EXERCISE REQUIREMENTS: Go through the listing and return every line with "options" in it.

PROVIDED INFORMATION:
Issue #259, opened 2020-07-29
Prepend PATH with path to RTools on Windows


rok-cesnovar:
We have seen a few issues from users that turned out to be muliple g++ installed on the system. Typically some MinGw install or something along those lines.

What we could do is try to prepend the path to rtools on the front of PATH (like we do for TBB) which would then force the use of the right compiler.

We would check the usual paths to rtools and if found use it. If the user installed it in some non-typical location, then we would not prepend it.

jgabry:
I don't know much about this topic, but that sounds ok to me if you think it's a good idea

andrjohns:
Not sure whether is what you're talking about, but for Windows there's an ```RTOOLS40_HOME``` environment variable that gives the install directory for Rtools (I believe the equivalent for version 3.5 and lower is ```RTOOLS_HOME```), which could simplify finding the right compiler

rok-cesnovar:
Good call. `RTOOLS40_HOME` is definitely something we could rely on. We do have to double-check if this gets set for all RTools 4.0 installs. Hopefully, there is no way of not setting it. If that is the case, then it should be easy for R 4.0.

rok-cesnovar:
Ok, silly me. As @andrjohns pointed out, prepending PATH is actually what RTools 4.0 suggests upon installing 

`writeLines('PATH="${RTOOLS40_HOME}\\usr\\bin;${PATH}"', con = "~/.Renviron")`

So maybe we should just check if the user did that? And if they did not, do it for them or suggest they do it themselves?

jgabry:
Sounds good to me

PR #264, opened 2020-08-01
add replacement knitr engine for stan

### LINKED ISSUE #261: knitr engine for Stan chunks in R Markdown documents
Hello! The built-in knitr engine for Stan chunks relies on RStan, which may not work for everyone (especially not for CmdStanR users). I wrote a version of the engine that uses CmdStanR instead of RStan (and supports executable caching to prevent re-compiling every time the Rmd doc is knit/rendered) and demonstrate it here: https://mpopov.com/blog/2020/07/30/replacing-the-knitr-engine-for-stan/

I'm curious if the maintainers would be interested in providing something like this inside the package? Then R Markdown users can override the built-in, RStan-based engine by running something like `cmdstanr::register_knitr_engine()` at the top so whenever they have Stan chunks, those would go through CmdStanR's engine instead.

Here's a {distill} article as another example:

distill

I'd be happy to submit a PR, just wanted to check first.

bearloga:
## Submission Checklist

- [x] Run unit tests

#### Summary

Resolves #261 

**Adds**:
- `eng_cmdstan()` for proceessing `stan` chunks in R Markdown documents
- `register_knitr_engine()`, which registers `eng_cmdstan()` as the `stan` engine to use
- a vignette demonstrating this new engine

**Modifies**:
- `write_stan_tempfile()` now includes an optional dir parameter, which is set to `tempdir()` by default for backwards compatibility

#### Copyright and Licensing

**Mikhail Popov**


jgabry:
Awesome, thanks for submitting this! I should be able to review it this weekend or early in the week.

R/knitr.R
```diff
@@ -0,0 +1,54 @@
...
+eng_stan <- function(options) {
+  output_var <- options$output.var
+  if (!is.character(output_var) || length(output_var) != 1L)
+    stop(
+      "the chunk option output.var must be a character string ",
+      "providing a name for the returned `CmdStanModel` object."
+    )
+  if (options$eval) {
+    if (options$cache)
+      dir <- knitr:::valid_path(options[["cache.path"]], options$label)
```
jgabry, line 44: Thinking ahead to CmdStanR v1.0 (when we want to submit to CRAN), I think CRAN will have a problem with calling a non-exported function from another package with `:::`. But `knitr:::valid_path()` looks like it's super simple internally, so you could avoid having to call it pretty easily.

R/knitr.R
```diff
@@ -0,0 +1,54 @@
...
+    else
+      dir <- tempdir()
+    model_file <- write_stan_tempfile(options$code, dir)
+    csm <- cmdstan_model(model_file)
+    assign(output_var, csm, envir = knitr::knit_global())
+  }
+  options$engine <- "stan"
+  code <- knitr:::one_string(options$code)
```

RESULT FOR THIS EXERCISE:
+eng_stan <- function(options) {
+  output_var <- options$output.var
+  if (options$eval) {
+    if (options$cache)
+      dir <- knitr:::valid_path(options[["cache.path"]], options$label)
+    model_file <- write_stan_tempfile(options$code, dir)
+  options$engine <- "stan"
+  code <- knitr:::one_string(options$code)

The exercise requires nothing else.